CBRE has reviewed a multifamily underwriting survey for 2024 Q4 of 18 different markets. It reported that underwriting assumptions for core and value-added multifamily properties were mostly unchanged. However, there was “substantial movement” in unlevered IRR targets for core assets, which increased.
One of the trends in lending over the last few years, based on Federal Reserve reports, has been banks tightening underwriting in CRE lending. Seeing that underwriting is largely stabilizing, at least in the one asset class, would be a sign of improvement.
However, CBRE did note that much is still unknown about how the Trump administration might affect economic growth, inflation, and the housing market. Lenders might have paused to assess what might happen this year and any changes they might need to make in response.

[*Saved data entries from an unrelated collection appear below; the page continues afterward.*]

PR #599, opened 2026-08-05
feat(installer): offline Sigstore bundle — verify --offline, no live Rekor (#584)

shujaatTracebloc:
## What & why

Closes #584 (child 3/4 of #578, network resilience). **This is the item that actually fixes the field Windows install failure on a TLS-inspecting corporate network.**

Keyless cosign verification needs sigstore's transparency log (Rekor) at verify time, and our short-lived keyless cert is **expired by install time** — so a network that blocks or TLS-inspects sigstore fails verification even for a *valid* signature. #583's CA wiring doesn't cover this on Windows/macOS (Go ignores `SSL_CERT_FILE` there), and skipping the tlog was proven not to verify the expired cert. The fix is an **offline Sigstore bundle**: it carries the Rekor inclusion proof (SET), so the cert's validity at signing is established with **no live call**.

## Changes

**Signing** — `release-helm-chart.yaml`
- `cosign sign-blob` now also emits `manifest.sha256.bundle` and publishes it as a release asset, alongside the existing `.sig`/`.cert`.

**Verify** — `install.sh` + `install.ps1`
- Prefer `cosign verify-blob --bundle <bundle> --certificate-identity-regexp … --certificate-oidc-issuer … --offline` — a full check (signature + cert identity + tlog inclusion) with **no live Rekor**.
- **Fallback:** if the bundle 404s (older release) *or* doesn't verify, fall through to the existing online `.sig`/`.cert` keyless path. That path does the **same full keyless verification**, just needing live Rekor — so it's a fallback, never a security downgrade.
- PS: extracted **`Invoke-CosignVerifyBlob`** so the fail-closed sentinel (nonzero `$LASTEXITCODE` seed) + stderr suppression (#576) back **both** paths from one place.

## Tests
- **bats:** bootstrap prefers `--bundle --offline` when a bundle is published (and does *not* touch the sig/cert path); falls back to sig/cert when no bundle exists (older release); cosign-failure still fails closed (unchanged).
- **Pester:** `Confirm-ManifestSignature` verifies `--bundle --offline` first with a sig/cert fallback; `Invoke-CosignVerifyBlob` is fail-closed (sentinel + stderr suppression).
- Full Pester 449/0/9; guards + manifest `--check` clean. `install.sh`/`install.ps1` are the bootstrap trust root (not manifested), so no manifest change.

## ⚠️ Sequencing (cross-repo-ish, but all in this repo)
The installer prefers the bundle but **a new release must be cut after merge** so the `manifest.sha256.bundle` asset actually exists. Until then — and for all existing releases — the **fallback** (online sig/cert) path runs, so nothing regresses. Once a release ships the bundle, sigstore-blocked networks (incl. the field Windows case) verify fully offline with no env var or user action.

## Notes
- The `--insecure-ignore-tlog` shortcut from the earlier cosign thread was proven *not* to verify our keyless cert — this bundle approach is the correct version.
- Remaining in the track after this: #585 (registry mirror / air-gap) and #581 (internal-identifier sweep).

---

> [!NOTE]
> **Medium Risk**
> Changes the bootstrap trust root and release signing assets; behavior is backward-compatible via fallback, but a bad bundle rollout could affect installs until the next release ships bundles correctly.
> 
> **Overview**
> **Adds offline manifest verification** so installs succeed on networks that block or TLS-inspect Sigstore/Rekor, and so expired short-lived keyless certs can still be validated using the bundle’s embedded signing-time proof.
> 
> The **release workflow** now emits and publishes `manifest.sha256.bundle` alongside the existing `.sig`/`.cert` when signing `manifest.sha256`.
> 
> **`install.sh` and `install.ps1`** try `cosign verify-blob --bundle … --offline` first (same identity pins as before). If the bundle is missing (older releases) or verification fails, they **fall back** to the existing online `.sig`/`.cert` path—same keyless checks, not a weaker mode. On Windows, **`Invoke-CosignVerifyBlob`** centralizes fail-closed `$LASTEXITCODE` seeding and stderr suppression for both paths.
> 
> **Tests** (bats + Pester) cover bundle-first success, sig/cert fallback, older releases without a bundle, and fail-closed when both paths fail.
> 
> <sup>Reviewed by [Cursor Bugbot](https://cursor.com/bugbot) for commit 5669847bd8d9d80b09ff01ad352c0060eb0c44c3. Bugbot is set up for automated code reviews on this repo. Configure [here](https://www.cursor.com/dashboard/bugbot).</sup>

### DIFF
--- a/scripts/install.sh
+++ b/scripts/install.sh
@@ -435,6 +435,11 @@ verify_manifest_signature() {
   local manifest="$1"
   local sig="$TMPDIR/manifest.sha256.sig"
   local cert="$TMPDIR/manifest.sha256.cert"
+  local bundle="$TMPDIR/manifest.sha256.bundle"
+  # The keyless signing identity: the release workflow's OIDC cert. Shared by both
+  # the offline-bundle and the online sig/cert verification paths below.
+  local id_re='https://github.com/tracebloc/client/\.github/workflows/.*@.*'
+  local issuer='https://token.actions.githubusercontent.com'
 
   if ! ensure_cosign; then
     if [[ "$ALLOW_UNVERIFIED" == "1" ]]; then
@@ -450,6 +455,26 @@ verify_manifest_signature() {
     exit 1
   fi
 
+  # OFFLINE Sigstore bundle first (#584): the bundle carries the Rekor inclusion
+  # proof, so this verifies signature + cert identity + tlog inclusion with NO live
+  # Rekor call — immune to networks that block/TLS-inspect sigstore, and the ONLY
+  # path that verifies our short-lived keyless cert once it has expired (its embedded
+  # timestamp proves the cert was valid at signing). Releases cut before the bundle
+  # existed simply 404 here and fall through to the online .sig/.cert path below;
+  # so does any bundle that doesn't verify — the online path does the SAME full
+  # keyless check, just needing live Rekor, so this is a fallback, never a downgrade.
+  if curl -fsSL --tlsv1.2 --connect-timeout 30 --max-time 300 "$REPO_REL/manifest.sha256.bundle" -o "$bundle" 2>/dev/null; then
+    if "$COSIGN_BIN" verify-blob \
+          --bundle "$bundle" \
+          --certificate-identity-regexp "$id_re" \
+          --certificate-oidc-issuer "$issuer" \
+          --offline \
+          "$manifest" >/dev/null 2>&1; then
+      printf '  %s✔%s Download verified as published by tracebloc\n' "$_G" "$_R"
+      return 0
+    fi
+  fi
+
   if ! curl -fsSL --tlsv1.2 --connect-timeout 30 --max-time 300 "$REPO_REL/manifest.sha256.sig"  -o "$sig"  2>/dev/null \
      || ! curl -fsSL --tlsv1.2 --connect-timeout 30 --max-time 300 "$REPO_REL/manifest.sha256.cert" -o "$cert" 2>/dev/null; then
     if [[ "$ALLOW_UNVERIFIED" == "1" ]]; then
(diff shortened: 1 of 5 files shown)


scripts/install.sh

The going-in cap rate for average core multifamily properties was 4.90% in Q4; the average exit cap rate remained at 5.05%. Core unlevered IRR targets grew 12 basis points between Q3 and Q4 to reach 7.76% — the same as during the first quarter but four basis points below Q4 in 2023.
CBRE added that the spread should increase through 2025 and 2026, with going-in cap rates compressing more than exit cap rates. However, that assumes the Fed will continue to cut rates, which is a questionable premise, whether discussing the number, total, timing, and if any cuts happen in 2025.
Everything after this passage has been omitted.